→ **Task to carry out**
Write out all of the entries exactly as given.

- Opening Delimiter -

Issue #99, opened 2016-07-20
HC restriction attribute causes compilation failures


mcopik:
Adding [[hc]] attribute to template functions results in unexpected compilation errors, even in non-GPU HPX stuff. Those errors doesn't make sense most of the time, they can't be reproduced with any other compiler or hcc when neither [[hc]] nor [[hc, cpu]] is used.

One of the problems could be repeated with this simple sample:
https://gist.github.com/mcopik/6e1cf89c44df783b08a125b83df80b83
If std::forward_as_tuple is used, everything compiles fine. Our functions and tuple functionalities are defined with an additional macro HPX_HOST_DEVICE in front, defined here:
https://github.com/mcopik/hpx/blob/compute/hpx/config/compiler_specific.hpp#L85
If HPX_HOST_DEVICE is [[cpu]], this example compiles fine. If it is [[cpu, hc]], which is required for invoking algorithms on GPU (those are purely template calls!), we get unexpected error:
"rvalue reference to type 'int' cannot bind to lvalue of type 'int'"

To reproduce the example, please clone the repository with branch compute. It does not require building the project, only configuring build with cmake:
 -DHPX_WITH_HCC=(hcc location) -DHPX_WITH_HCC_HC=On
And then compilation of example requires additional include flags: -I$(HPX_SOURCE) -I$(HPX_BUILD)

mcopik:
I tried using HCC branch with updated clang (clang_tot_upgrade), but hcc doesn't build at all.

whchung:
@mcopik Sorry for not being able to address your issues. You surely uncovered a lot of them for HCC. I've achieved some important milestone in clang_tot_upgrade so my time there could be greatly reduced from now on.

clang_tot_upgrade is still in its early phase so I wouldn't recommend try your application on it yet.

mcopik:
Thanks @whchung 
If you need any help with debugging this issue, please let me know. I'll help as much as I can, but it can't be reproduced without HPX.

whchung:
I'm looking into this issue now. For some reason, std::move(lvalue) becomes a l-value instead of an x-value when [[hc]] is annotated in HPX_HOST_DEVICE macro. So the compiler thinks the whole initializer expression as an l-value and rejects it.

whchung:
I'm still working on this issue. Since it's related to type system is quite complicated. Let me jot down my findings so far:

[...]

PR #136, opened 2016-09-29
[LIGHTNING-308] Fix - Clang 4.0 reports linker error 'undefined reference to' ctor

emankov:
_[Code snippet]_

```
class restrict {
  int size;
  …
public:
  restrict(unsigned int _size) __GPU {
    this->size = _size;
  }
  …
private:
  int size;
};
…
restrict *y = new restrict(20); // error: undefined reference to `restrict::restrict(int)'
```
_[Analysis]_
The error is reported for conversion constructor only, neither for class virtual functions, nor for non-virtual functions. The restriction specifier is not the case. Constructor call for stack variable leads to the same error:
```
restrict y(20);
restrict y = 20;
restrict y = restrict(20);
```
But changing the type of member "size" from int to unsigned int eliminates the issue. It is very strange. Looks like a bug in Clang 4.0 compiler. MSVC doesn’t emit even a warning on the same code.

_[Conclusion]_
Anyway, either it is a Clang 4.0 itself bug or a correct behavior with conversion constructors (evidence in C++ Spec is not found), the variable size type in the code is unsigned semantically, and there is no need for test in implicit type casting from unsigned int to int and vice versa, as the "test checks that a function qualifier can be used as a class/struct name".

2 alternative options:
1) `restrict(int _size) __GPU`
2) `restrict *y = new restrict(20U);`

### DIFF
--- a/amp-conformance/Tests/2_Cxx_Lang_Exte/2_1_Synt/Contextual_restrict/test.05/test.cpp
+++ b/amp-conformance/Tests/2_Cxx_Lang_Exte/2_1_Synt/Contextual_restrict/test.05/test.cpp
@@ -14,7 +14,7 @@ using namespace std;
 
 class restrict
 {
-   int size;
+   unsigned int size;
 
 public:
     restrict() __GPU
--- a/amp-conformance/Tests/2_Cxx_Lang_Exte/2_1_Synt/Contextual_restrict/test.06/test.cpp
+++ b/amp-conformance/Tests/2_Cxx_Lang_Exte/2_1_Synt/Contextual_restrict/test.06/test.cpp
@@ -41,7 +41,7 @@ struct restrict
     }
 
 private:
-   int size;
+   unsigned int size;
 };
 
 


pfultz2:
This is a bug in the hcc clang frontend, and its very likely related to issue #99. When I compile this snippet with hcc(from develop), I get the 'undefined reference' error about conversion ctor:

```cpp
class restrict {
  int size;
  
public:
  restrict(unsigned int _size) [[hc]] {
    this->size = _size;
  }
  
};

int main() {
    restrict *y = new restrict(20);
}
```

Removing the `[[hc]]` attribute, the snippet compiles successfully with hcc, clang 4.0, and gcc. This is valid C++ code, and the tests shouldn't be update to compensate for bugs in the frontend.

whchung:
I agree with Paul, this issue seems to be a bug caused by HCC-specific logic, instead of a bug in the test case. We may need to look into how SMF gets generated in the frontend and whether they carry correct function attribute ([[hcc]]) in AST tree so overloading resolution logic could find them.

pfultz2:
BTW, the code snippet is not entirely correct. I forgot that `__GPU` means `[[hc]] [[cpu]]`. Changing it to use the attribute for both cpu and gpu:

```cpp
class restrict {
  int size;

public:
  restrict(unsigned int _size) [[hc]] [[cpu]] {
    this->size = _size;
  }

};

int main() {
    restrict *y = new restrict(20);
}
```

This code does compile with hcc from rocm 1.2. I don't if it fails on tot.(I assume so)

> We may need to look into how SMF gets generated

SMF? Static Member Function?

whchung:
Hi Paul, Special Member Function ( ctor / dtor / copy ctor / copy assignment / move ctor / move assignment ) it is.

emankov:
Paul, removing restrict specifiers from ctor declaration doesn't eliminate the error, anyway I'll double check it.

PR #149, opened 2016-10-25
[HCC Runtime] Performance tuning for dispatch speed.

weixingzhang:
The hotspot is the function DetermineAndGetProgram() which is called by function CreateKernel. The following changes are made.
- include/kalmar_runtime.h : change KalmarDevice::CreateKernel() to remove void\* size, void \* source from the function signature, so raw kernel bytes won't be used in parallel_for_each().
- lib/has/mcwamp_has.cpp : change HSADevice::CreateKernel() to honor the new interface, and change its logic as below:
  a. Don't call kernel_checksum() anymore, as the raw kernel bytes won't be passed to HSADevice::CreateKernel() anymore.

- Closing Delimiter -

→ **Answer for this exercise**
Issue #99, opened 2016-07-20
HC restriction attribute causes compilation failures


mcopik:
Adding [[hc]] attribute to template functions results in unexpected compilation errors, even in non-GPU HPX stuff. Those errors doesn't make sense most of the time, they can't be reproduced with any other compiler or hcc when neither [[hc]] nor [[hc, cpu]] is used.

One of the problems could be repeated with this simple sample:
https://gist.github.com/mcopik/6e1cf89c44df783b08a125b83df80b83
If std::forward_as_tuple is used, everything compiles fine. Our functions and tuple functionalities are defined with an additional macro HPX_HOST_DEVICE in front, defined here:
https://github.com/mcopik/hpx/blob/compute/hpx/config/compiler_specific.hpp#L85
If HPX_HOST_DEVICE is [[cpu]], this example compiles fine. If it is [[cpu, hc]], which is required for invoking algorithms on GPU (those are purely template calls!), we get unexpected error:
"rvalue reference to type 'int' cannot bind to lvalue of type 'int'"

To reproduce the example, please clone the repository with branch compute. It does not require building the project, only configuring build with cmake:
 -DHPX_WITH_HCC=(hcc location) -DHPX_WITH_HCC_HC=On
And then compilation of example requires additional include flags: -I$(HPX_SOURCE) -I$(HPX_BUILD)

mcopik:
I tried using HCC branch with updated clang (clang_tot_upgrade), but hcc doesn't build at all.

whchung:
@mcopik Sorry for not being able to address your issues. You surely uncovered a lot of them for HCC. I've achieved some important milestone in clang_tot_upgrade so my time there could be greatly reduced from now on.

clang_tot_upgrade is still in its early phase so I wouldn't recommend try your application on it yet.

mcopik:
Thanks @whchung 
If you need any help with debugging this issue, please let me know. I'll help as much as I can, but it can't be reproduced without HPX.

whchung:
I'm looking into this issue now. For some reason, std::move(lvalue) becomes a l-value instead of an x-value when [[hc]] is annotated in HPX_HOST_DEVICE macro. So the compiler thinks the whole initializer expression as an l-value and rejects it.

whchung:
I'm still working on this issue. Since it's related to type system is quite complicated. Let me jot down my findings so far:

[...]

PR #136, opened 2016-09-29
[LIGHTNING-308] Fix - Clang 4.0 reports linker error 'undefined reference to' ctor

emankov:
_[Code snippet]_

```
class restrict {
  int size;
  …
public:
  restrict(unsigned int _size) __GPU {
    this->size = _size;
  }
  …
private:
  int size;
};
…
restrict *y = new restrict(20); // error: undefined reference to `restrict::restrict(int)'
```
_[Analysis]_
The error is reported for conversion constructor only, neither for class virtual functions, nor for non-virtual functions. The restriction specifier is not the case. Constructor call for stack variable leads to the same error:
```
restrict y(20);
restrict y = 20;
restrict y = restrict(20);
```
But changing the type of member "size" from int to unsigned int eliminates the issue. It is very strange. Looks like a bug in Clang 4.0 compiler. MSVC doesn’t emit even a warning on the same code.

_[Conclusion]_
Anyway, either it is a Clang 4.0 itself bug or a correct behavior with conversion constructors (evidence in C++ Spec is not found), the variable size type in the code is unsigned semantically, and there is no need for test in implicit type casting from unsigned int to int and vice versa, as the "test checks that a function qualifier can be used as a class/struct name".

2 alternative options:
1) `restrict(int _size) __GPU`
2) `restrict *y = new restrict(20U);`

### DIFF
--- a/amp-conformance/Tests/2_Cxx_Lang_Exte/2_1_Synt/Contextual_restrict/test.05/test.cpp
+++ b/amp-conformance/Tests/2_Cxx_Lang_Exte/2_1_Synt/Contextual_restrict/test.05/test.cpp
@@ -14,7 +14,7 @@ using namespace std;
 
 class restrict
 {
-   int size;
+   unsigned int size;
 
 public:
     restrict() __GPU
--- a/amp-conformance/Tests/2_Cxx_Lang_Exte/2_1_Synt/Contextual_restrict/test.06/test.cpp
+++ b/amp-conformance/Tests/2_Cxx_Lang_Exte/2_1_Synt/Contextual_restrict/test.06/test.cpp
@@ -41,7 +41,7 @@ struct restrict
     }
 
 private:
-   int size;
+   unsigned int size;
 };
 
 


pfultz2:
This is a bug in the hcc clang frontend, and its very likely related to issue #99. When I compile this snippet with hcc(from develop), I get the 'undefined reference' error about conversion ctor:

```cpp
class restrict {
  int size;
  
public:
  restrict(unsigned int _size) [[hc]] {
    this->size = _size;
  }
  
};

int main() {
    restrict *y = new restrict(20);
}
```

Removing the `[[hc]]` attribute, the snippet compiles successfully with hcc, clang 4.0, and gcc. This is valid C++ code, and the tests shouldn't be update to compensate for bugs in the frontend.

whchung:
I agree with Paul, this issue seems to be a bug caused by HCC-specific logic, instead of a bug in the test case. We may need to look into how SMF gets generated in the frontend and whether they carry correct function attribute ([[hcc]]) in AST tree so overloading resolution logic could find them.

pfultz2:
BTW, the code snippet is not entirely correct. I forgot that `__GPU` means `[[hc]] [[cpu]]`. Changing it to use the attribute for both cpu and gpu:

```cpp
class restrict {
  int size;

public:
  restrict(unsigned int _size) [[hc]] [[cpu]] {
    this->size = _size;
  }

};

int main() {
    restrict *y = new restrict(20);
}
```

This code does compile with hcc from rocm 1.2. I don't if it fails on tot.(I assume so)

> We may need to look into how SMF gets generated

SMF? Static Member Function?

whchung:
Hi Paul, Special Member Function ( ctor / dtor / copy ctor / copy assignment / move ctor / move assignment ) it is.

emankov:
Paul, removing restrict specifiers from ctor declaration doesn't eliminate the error, anyway I'll double check it.

PR #149, opened 2016-10-25
[HCC Runtime] Performance tuning for dispatch speed.

weixingzhang:
The hotspot is the function DetermineAndGetProgram() which is called by function CreateKernel. The following changes are made.
- include/kalmar_runtime.h : change KalmarDevice::CreateKernel() to remove void\* size, void \* source from the function signature, so raw kernel bytes won't be used in parallel_for_each().
- lib/has/mcwamp_has.cpp : change HSADevice::CreateKernel() to honor the new interface, and change its logic as below:
  a. Don't call kernel_checksum() anymore, as the raw kernel bytes won't be passed to HSADevice::CreateKernel() anymore.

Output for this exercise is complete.